- _PROBLEM STATEMENT_:
Your answer should be every line of the records that contains the word "true", copied as it stands.

Records contained in a dataset:
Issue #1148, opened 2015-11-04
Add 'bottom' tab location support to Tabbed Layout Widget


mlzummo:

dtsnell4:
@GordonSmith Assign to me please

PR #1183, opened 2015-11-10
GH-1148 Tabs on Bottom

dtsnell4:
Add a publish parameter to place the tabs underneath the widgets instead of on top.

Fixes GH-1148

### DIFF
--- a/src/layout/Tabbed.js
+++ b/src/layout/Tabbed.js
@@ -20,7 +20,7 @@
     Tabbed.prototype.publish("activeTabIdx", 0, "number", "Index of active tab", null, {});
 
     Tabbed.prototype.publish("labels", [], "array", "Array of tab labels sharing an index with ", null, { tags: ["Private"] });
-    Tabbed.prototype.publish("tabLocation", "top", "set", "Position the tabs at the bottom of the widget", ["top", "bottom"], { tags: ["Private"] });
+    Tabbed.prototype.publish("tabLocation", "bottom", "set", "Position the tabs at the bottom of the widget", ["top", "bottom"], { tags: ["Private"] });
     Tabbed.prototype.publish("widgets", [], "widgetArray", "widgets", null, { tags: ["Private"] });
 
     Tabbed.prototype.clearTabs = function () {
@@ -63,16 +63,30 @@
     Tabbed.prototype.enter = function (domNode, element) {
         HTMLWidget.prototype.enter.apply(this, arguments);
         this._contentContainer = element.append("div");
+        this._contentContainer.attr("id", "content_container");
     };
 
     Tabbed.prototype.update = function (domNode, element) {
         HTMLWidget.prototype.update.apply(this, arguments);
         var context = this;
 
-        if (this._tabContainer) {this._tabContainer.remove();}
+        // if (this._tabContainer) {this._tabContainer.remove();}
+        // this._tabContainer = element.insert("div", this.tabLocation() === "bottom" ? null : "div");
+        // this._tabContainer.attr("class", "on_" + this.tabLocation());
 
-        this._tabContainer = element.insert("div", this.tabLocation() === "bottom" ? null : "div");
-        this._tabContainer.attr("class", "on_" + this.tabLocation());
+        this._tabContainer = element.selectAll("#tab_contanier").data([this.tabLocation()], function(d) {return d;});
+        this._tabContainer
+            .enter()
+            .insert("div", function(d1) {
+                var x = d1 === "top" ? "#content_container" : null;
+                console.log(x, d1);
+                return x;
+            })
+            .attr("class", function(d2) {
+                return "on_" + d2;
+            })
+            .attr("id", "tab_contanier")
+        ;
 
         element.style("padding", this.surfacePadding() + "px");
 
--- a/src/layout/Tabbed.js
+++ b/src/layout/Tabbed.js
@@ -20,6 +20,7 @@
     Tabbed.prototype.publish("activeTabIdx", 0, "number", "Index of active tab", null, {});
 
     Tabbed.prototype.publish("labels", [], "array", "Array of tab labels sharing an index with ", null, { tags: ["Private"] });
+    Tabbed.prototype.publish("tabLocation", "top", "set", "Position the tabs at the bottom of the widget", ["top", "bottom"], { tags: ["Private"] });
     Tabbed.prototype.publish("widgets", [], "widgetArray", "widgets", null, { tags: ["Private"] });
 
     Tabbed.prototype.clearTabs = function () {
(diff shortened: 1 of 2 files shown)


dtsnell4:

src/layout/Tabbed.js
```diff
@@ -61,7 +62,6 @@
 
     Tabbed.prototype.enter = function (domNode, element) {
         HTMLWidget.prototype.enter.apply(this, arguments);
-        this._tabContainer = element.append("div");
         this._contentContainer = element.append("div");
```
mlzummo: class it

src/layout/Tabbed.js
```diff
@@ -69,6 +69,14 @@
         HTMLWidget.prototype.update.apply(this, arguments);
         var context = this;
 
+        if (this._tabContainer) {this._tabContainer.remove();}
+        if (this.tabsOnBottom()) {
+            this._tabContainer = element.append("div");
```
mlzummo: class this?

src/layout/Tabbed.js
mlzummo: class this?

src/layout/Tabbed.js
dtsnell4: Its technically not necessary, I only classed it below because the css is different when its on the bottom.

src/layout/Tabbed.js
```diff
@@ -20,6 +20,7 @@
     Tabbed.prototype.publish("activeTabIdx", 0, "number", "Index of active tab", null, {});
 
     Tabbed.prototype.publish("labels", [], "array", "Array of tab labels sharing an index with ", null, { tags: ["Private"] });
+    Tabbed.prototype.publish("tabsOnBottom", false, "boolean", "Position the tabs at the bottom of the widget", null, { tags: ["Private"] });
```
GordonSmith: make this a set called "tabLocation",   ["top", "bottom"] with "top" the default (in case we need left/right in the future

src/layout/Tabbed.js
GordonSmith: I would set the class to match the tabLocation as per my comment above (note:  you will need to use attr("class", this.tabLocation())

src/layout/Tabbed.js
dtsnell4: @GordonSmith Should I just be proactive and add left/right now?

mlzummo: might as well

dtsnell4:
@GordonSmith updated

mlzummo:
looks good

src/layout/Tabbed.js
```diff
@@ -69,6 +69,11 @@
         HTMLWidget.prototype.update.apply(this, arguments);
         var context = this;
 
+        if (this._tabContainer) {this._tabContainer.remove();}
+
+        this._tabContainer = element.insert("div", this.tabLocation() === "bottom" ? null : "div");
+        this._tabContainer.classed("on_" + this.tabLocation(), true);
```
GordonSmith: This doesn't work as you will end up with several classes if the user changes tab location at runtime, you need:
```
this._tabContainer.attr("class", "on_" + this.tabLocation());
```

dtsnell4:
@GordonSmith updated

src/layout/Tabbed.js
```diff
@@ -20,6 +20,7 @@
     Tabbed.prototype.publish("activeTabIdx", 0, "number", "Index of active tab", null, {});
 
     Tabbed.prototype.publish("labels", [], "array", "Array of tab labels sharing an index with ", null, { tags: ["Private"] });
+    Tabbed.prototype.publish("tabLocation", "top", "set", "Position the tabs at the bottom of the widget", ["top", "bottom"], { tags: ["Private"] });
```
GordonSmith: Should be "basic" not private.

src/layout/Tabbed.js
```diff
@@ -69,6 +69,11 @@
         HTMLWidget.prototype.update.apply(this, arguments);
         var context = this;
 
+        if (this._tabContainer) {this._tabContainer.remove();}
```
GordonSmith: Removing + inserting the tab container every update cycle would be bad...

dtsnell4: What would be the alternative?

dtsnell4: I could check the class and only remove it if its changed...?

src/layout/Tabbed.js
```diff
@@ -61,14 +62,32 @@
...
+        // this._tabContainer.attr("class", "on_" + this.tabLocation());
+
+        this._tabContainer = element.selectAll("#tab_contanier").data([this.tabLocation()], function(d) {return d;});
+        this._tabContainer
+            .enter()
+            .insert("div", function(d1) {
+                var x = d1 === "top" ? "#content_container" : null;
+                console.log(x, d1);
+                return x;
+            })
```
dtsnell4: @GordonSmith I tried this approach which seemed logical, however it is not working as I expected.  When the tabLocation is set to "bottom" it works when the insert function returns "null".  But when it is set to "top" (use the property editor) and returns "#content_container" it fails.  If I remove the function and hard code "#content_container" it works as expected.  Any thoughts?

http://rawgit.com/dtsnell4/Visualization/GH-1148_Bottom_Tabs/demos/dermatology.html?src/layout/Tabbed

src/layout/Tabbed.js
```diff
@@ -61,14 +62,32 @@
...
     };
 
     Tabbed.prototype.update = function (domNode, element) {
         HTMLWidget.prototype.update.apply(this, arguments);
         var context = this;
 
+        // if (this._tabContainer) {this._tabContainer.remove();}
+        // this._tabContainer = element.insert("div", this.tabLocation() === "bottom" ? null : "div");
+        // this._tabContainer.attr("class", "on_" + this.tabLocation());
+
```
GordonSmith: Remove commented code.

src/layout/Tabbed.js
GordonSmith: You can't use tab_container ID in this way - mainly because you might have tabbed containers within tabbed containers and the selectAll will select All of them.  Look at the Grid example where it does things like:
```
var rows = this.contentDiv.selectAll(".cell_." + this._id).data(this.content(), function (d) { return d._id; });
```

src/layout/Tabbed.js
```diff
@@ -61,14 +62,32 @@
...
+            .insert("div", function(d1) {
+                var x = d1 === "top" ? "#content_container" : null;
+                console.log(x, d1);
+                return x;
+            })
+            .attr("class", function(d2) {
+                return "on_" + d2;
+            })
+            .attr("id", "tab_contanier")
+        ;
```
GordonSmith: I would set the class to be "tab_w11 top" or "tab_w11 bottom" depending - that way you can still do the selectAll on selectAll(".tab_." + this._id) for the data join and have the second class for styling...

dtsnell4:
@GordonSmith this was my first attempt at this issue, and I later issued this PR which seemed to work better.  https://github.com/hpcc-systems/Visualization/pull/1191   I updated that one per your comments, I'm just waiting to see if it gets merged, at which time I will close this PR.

---

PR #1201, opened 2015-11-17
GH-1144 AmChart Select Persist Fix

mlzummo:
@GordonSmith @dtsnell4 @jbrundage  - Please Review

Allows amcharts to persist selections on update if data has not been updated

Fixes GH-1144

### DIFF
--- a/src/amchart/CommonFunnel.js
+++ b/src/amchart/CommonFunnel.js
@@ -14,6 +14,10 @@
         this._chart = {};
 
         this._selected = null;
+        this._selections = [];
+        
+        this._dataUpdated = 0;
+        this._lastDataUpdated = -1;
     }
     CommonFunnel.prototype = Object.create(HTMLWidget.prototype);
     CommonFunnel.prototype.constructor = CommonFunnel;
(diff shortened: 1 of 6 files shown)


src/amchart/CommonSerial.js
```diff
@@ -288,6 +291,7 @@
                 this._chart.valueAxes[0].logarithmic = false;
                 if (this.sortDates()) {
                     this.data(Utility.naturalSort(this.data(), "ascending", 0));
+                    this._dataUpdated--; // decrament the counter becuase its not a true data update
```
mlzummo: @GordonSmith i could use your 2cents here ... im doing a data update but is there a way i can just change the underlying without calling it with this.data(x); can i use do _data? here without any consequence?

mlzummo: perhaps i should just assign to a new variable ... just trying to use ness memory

- _EXERCISE RESULT_:
+        this._tabContainer.classed("on_" + this.tabLocation(), true);
+                    this._dataUpdated--; // decrament the counter becuase its not a true data update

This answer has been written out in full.